Greenstein and Besharov agreed, however, that that any efforts to reduce the number of people receiving SNAP benefits without simply cutting off their access to food would require cooperation with other congressional committees.
Greenstein said U.S. job training systems have not served SNAP beneficiaries well, and suggested that the House Agriculture Committee work with the House Education and the Workforce Committee to conduct more oversight of job training programs.
Greenstein also said he hopes that the pilot SNAP-to-work grants to the states that the Agriculture Department is expected to announce will provide insight into what works to help beneficiaries gain employment.
Besharov testified that he believes SNAP needs to be coordinated with other social welfare programs to be effective, and that he believes there are 80 different social welfare programs because congressional committees want to protect their turf.
Greenstein and Besharov also agreed that the type of beneficiaries have changed over time and that the U.S. economy has changed.
Greenstein noted that more than 30 percent of unemployed Americans have been unemployed for more than six months, and when they do get jobs their wages are often so low that they still qualify for SNAP.
Besharov also noted that people are unemployed for longer periods and that the United States faces international competition. Safety net programs today need to provide people support, prepare them for the workforce and give them a “nudge” to get into the workforce, he said.
House Agriculture Committee ranking member Collin Peterson, D-Minn., said he is concerned that states decide who is qualified to receive SNAP benefits while the federal government pays the bill.

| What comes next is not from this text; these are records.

PR #1097, opened 2026-05-11
1094 feature Some Retry Logic for llms

### LINKED ISSUE #1094: [Feature] Some Tooling to handle Rate Limit retries
### Feature Request

Right now when I use `agent_node`, if I ever run a lot of calls to the same model i can go over the Token per minute threshold. This is itself is not that big of a problem in a agentic system. However, this becomes a significant problem since there is no easy way for me to build graceful handling of such an error since the calling of the llm's is so deep within railtracks. 

i suggest we implement retries on the railtracks side of things inside the llm module itself which will allow the user to turn it off if the want to. something like:

```python 
rt.llm.OpenAILLM(retry_logic=(max_num=10, method="exponential"))
```

that way the user is able to control how they want to do retries and we provide support for it as required. 

### Additional Context

_No response_

soulFood5632:
## Summary

I have built some important logic in to handle retries of requests in the railtracks LLM module. I have implemented 3 major types and have allowed the user to create their own if they are feeling spicy. 

These new approaches include:
1. Exponential Retry
2. Linear Retry
3. Fixed Retry

I created a new error type is raised if the rate limit fails the prerequisite number of times. 

## Type of change

- [ ] Bug fix
- [x] Feature
- [ ] Breaking change
- [x] Docs

## Checklist

## Notes

To recreate the problem that would require a rate limit 

```python
import railtracks as rt
from dotenv import load_dotenv

load_dotenv()


openaiLLM = rt.llm.OpenAILLM(
    "gpt-4o", retry_approach=rt.llm.retries.ExponentialRetry(max_tries=5, base=2)
)


@rt.function_node
def big_tool() -> str:
    print("called tool once")
    result = ["la" for _ in range(100)]
    return " ".join(result) + "\n\nNot completed"


system_message = "You are a helpful assistant that calls a tool to generate a big string. You should call the tool 1 time, making sure the result is good then call it again making sure the output is good. After completing the first 2 steps, repeat the call check process until the returned response says that it is done. At which time you will return the results. DO NOT return the response until you receive clear instructions from the tool that is complete"
Agent = rt.agent_node(
    name="test_agent",
    system_message=system_message,
    llm=openaiLLM,
    tool_nodes=[big_tool],
)

flow = rt.Flow("Tester", entry_point=Agent)


if __name__ == "__main__":
    print(flow.invoke("give me the goods"))
```

There are various pieces of future work attached to this:
1. Handling rate limit responses where the entire message is too big rather than it being a rapid calls related problem. (i.e. we can only handle 300000 tokens per minute for gpt-4o. if we have a input larger than that it will fail every time even with the backups). 
2. Being able to pull out the recommended wait time from rate limit requests would be nice. I tried to implement it here but there was a closet of skeletons in the way litellm does things. 
3. Add support for review of this somewhere in the visualizer. 

The above will be issued up.


soulFood5632:
I need to review the testing before it is ready for review. Please hold on until I have

soulFood5632 (commented):
Looks good for review

soulFood5632:
Still needs manual verification that it works for non openai models but I would be surprised if it fails

soulFood5632:
This is ready for review now

docs/documentation/agent_design/llms/handling_failures.md
```diff
@@ -0,0 +1,25 @@
+# Handling LLM Failures
+LLM failures are inevitable. In your agent design you must handle these failures accoridingly Railtracks gives you the tooling to handle them gracefully.
```
Amir-R25: typo `accoridingly`

docs/documentation/agent_design/llms/handling_failures.md
```diff
@@ -0,0 +1,25 @@
...
+
+## Types of Failures
+LLM failures fall into two categories, and the right handling differs between them:
+
+1. **Retryable Failures**: Known, anticipated errors you can recover from. Including, rate limits (`429`), timeouts, transient server errors. Safe to retry with backoff.
```
Amir-R25: no comma needed after Including :D

packages/railtracks/src/railtracks/built_nodes/concrete/_tool_call_base.py
```diff
@@ -248,10 +248,15 @@ async def _handle_tool_calls(
...
         """
-
-        response = await asyncio.to_thread(
-            self.llm_model.chat_with_tools, self.message_hist, tools=self.tools()
-        )
+        try:
+            response = await asyncio.to_thread(
+                self.llm_model.chat_with_tools, self.message_hist, tools=self.tools()
+            )
+        except Exception as e:
```
Amir-R25, line 255: nitpick, I'd use `repr(e)` over `str(e)` since we don't we have stack_trace

packages/railtracks/src/railtracks/built_nodes/concrete/_tool_call_base.py
```diff
@@ -292,10 +297,16 @@ class StreamingOutputLessToolCallLLM(
...
-    async def _handle_tool_calls(self):
-        returned_mess = await asyncio.to_thread(
-            self.llm_model.chat_with_tools, self.message_hist, tools=self.tools()
-        )
+    async def _handle_tool_calls(self):  # noqa: C901
+        try:
+            returned_mess = await asyncio.to_thread(
+                self.llm_model.chat_with_tools, self.message_hist, tools=self.tools()
+            )
+        except Exception as e:
```
Amir-R25, line 305: same as above

packages/railtracks/src/railtracks/built_nodes/concrete/terminal_llm_base.py
```diff
@@ -67,7 +67,7 @@ async def invoke(self):
             raise LLMError(
                 reason=f"Exception during llm model chat: {str(e)}",
```
Amir-R25, line 68: same

packages/railtracks/src/railtracks/built_nodes/concrete/terminal_llm_base.py
```diff
@@ -126,6 +126,6 @@ async def invoke(self):
             raise LLMError(
```
Amir-R25, line 126: same, leave the decision to you

packages/railtracks/src/railtracks/llm/retries/__init__.py
```diff
@@ -0,0 +1,20 @@
+"""Retry strategies for LLM API calls.
```
Amir-R25: we don't generally do __init__.py docstrings, up to you if you want to keep them in or not

Amir-R25 (changes requested):
Nice, minor things

docs/documentation/agent_design/llms/handling_failures.md
Pooria90: Also missing punctuation.

packages/railtracks/src/railtracks/llm/retries/base.py
```diff
@@ -0,0 +1,105 @@
...
+                        self.approach_name(),
+                        "Max retries exceeded",
+                        ["Examine exceptions to determine the root cause."],
+                        exceptions,
+                    ) from e
+
+                delay: float | None = None
+
+                if delay is not None:
+                    time.sleep(delay)
```
Pooria90: The use of sync sleep here sounds a bit worrying to me. I think we should switch to async if we consider doing some background work while this is cools off.

packages/railtracks/src/railtracks/llm/retries/base.py
```diff
@@ -0,0 +1,105 @@
...
+                        self.approach_name(),
+                        "Max retries exceeded",
+                        ["Examine exceptions to determine the root cause."],
+                        exceptions,
+                    ) from e
+
+                delay: float | None = None
+
+                if delay is not None:
+                    await asyncio.sleep(delay)
```
Pooria90, line 96: Hah here it is! ^^

packages/railtracks/src/railtracks/llm/retries/base.py
```diff
@@ -0,0 +1,105 @@
...
+                exceptions.append(e)
+                if attempt == self._max_tries - 1:
+                    raise RetryError(
+                        self.approach_name(),
+                        "Max retries exceeded",
+                        ["Examine exceptions to determine the root cause."],
+                        exceptions,
+                    ) from e
+
+                delay: float | None = None
```
Pooria90: Is there any part of the code changing this value? seems like None all the time.

mkdocs.yml
```diff
@@ -83,8 +83,11 @@ nav:
             - Function Tools: documentation/agent_design/tools/function_tools.md
             - Agents as Tools: documentation/agent_design/tools/agents_as_tools.md
             - MCP: documentation/agent_design/tools/mcp.md
-        - Structured Extraction: documentation/agent_design/structured_extraction.md
-        - Modalities: documentation/agent_design/modalities.md
+        - LLMs:
+            - Modalities: documentation/agent_design/llms/modalities.md
+            - Failures: documentation/agent_design/llms/handling_failures.md
+            - Structured Extraction: documentation/agent_design/llms/structured_extraction.md
```
Pooria90: This is an empty page. Is it a placeholder?

Pooria90 (commented):
Sick!

packages/railtracks/src/railtracks/llm/retries/base.py
soulFood5632: Yea that is very reasonable, but since the operations done on this thread are purely the LLM calls I think it is ok. In essence it isn't blocking anything.

mkdocs.yml
soulFood5632: @Pooria90 I am unsure which lline you are referencing in this comment?

packages/railtracks/src/railtracks/llm/retries/__init__.py
soulFood5632: Yea AI artifact. I'll get rid of it

packages/railtracks/src/railtracks/llm/retries/base.py
soulFood5632: Yep, artifiact of previous implementation

mkdocs.yml
soulFood5632: Yep not sure how that made it in

Amir-R25 (approved):
Lovely

PR #1101, opened 2026-05-19
Add PDF OCR loader (closes #1079)

### LINKED ISSUE #1079: [Feature] [Retrieval][Loader] PDF OCR loader
> [!WARNING]
> Please PR into `feature-branch-rag` and not `main`
### Feature Request
Add an OCR-capable PDF document loader that scans each page and outputs our `Document` data model, with a potential `BaseOCRLoader` abstraction.

#### Problem
PDFs are often a collection of scanned images rather than text-based documents. Standard PDF loaders cannot extract text from these, making them unusable in document pipelines.

#### Proposed Solution
Add a new OCR-capable document loader that processes each PDF page using OCR and returns a `Document` object per page. Since OCR is a common functionality, it may be worth introducing a `BaseOCRLoader` first.

#### Motivation
- Scanned PDFs are extremely common in real-world use cases (invoices, contracts, forms, etc.)
- A `BaseOCRLoader` would make it easy to support other OCR-backed sources in the future (e.g. images, TIFFs)

#### Acceptance Criteria
- [ ] `BaseOCRLoader` is defined with a common interface and extends `BaseDocumentLoader`
- [ ] An OCR-capable PDF loader is implemented extending `BaseOCRLoader`
- [ ] Each scanned page is returned as a `Document` object
- [ ] Loader is tested against both text-based and scanned PDFs

#### Additional Context
- Extend `BaseDocumentLoader`: https://github.com/RailtownAI/railtracks/blob/14f5f78ecf6cac2f6356f5373d071d9771b8369f/packages/railtracks/src/railtracks/retrieval/loaders/base.py#L10-L36
- Review `PyPDFLoader`: https://github.com/RailtownAI/railtracks/blob/14f5f78ecf6cac2f6356f5373d071d9771b8369f/packages/railtracks/src/railtracks/retrieval/loaders/pdf_loader.py#L23-L47
- Review `Document` data model: https://github.com/RailtownAI/railtracks/blob/14f5f78ecf6cac2f6356f5373d071d9771b8369f/packages/railtracks/src/railtracks/retrieval/models.py#L20-L35

DharunKosanam:
## Summary

Adds `BaseOCRLoader` (abstract) and `PyPDFOCRLoader` (concrete) to the
retrieval module. Closes #1079.

`PyPDFOCRLoader` handles both text-based and scanned PDFs in a single loader:
- Tries `pypdf` text extraction per page first
- Pages where extraction returns empty are rasterized with `pypdfium2` and
  recognized via Tesseract (`pytesseract`)
- `force_ocr=True` flag OCRs every page unconditionally
- Metadata records whether each page used OCR (`metadata["ocr"]` for page
  strategy; `metadata["ocr_pages"]` for document strategy)

**Design decisions:**
- **pypdfium2** (Apache-2.0 / BSD-3) over Poppler (GPL-2), PyMuPDF (AGPL),
  and Wand/ImageMagick (transitively AGPL via Ghostscript). It was already
  a transitive dependency via `pdfplumber`.
- **Tesseract** as the default OCR engine — open-source, no API key, the
  obvious default for an OSS library. Subclassing `BaseOCRLoader` with a
  different engine (EasyOCR, Textract, LLM vision) is a one-method override.
- New `[ocr]` optional-dependency extra in `pyproject.toml`. Users also
  need the Tesseract binary on PATH — surfaced in the `ImportError` message.

## Type of change

- [ ] Bug fix
- [x] Feature
- [ ] Breaking change
- [ ] Docs

## Checklist

## Notes

**Test coverage:**

- **29 unit tests** (mocked, no real binaries needed in CI):
  - `BaseOCRLoader` contract + inheritance (6 tests)
  - `PyPDFOCRLoader` init / errors / text-fast-path / OCR-fallback /
    `force_ocr` / page strategy / document strategy / directory loading
    (23 tests)
- **End-to-end smoke test** in `packages/railtracks/tests/end_to_end/rag/`,
  excluded from regular CI per `pyproject.toml`'s existing `addopts`.
  Generates a synthetic image-only PDF with Pillow, runs the loader,
  asserts text recovery. Verified locally on Windows with Tesseract
  v5.5.0.20241111.
- **Manual verification** against a real scanned typed document (clean
  recovery) and a handwritten document (expected Tesseract limitation —
  intended to be addressed in future via additional `BaseOCRLoader`
  subclasses for handwriting-capable engines).
- Full loaders test suite: 111 passed, no regressions.

**Installation:** users need to `pip install "railtracks[ocr]"` for the
Python packages, and separately install the Tesseract binary and put it
on PATH. The loader's `ImportError` message points to the official
Tesseract install docs.


packages/railtracks/src/railtracks/retrieval/loaders/pdf_ocr_loader.py
```diff
@@ -0,0 +1,236 @@
...
+                    source=source,
+                    metadata={
+                        "page": page_index + 1,
+                        "total_pages": total_pages,
+                        "file_type": ".pdf",
+                        "ocr": used_ocr,
+                    },
+                )
+        finally:
+            await asyncio.to_thread(pdf.close)
```
Pooria90, line 208: Can you also check and see if `reader` needs to be closed?
It might be a potential resource leak.

packages/railtracks/src/railtracks/retrieval/loaders/pdf_ocr_loader.py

Besharov testified that he believes the reason the SNAP rolls went up in the recession while cash welfare rolls did not is that the states do not have to pay for the SNAP benefits.
The states, he said, “do not have an incentive for reform” as they did with cash welfare in 1996. Besharov suggested that states could be given “a bounty” if they find people jobs or help them get degrees.
Besharov also suggested that the states “out there” should have more opportunity to introduce innovations around SNAP, but that the federal government would also have to hold them accountable because they would be spending federal tax money.
On the question of SNAP beneficiaries not wanting to find jobs because they would lose benefits, an issue known as falling off “a cliff,” Besharov noted that some European countries have reduced benefits gradually as incomes rise.
In the exchange between members of the committee and the witnesses, it was clear that Republicans were most interested in trying to figure out how to develop programs to reduce the number of people getting SNAP benefits while most Democrats still see SNAP as a program that provides food.
Rep. Jackie Walorksi, R-Ind., who chairs the House Agriculture Nutrition Subcommittee, asked if SNAP has always been a “Band Aid.”
Republicans repeatedly asked questions about waivers that states have been able to grant to the term limits on single people without children getting benefits. Greenstein noted that most of the waivers will expire by the end of 2015.
Rep. Jim McGovern of Massachusetts, the ranking Democrat on the House Agriculture Nutrition Subcommittee, said, “I hope we resist making this debate passing the buck to the states.” The committee, he said, should consider food “a right, it is a federal obligation.”
On the issue of waivers, he said, “If we are going to demand people be enrolled in work programs, we should make sure the programs exist.” Governors, including Republicans, he added, asked for waivers because they did not have work programs to train or employ the unemployed.
Walorksi, who will hold a subcommittee hearing on Thursday, said that today’s hearing had shown “the validity of the conversation” and that she looks forward to studying the issue “over the next couple years,” but that she also wants to make sure people are not hungry.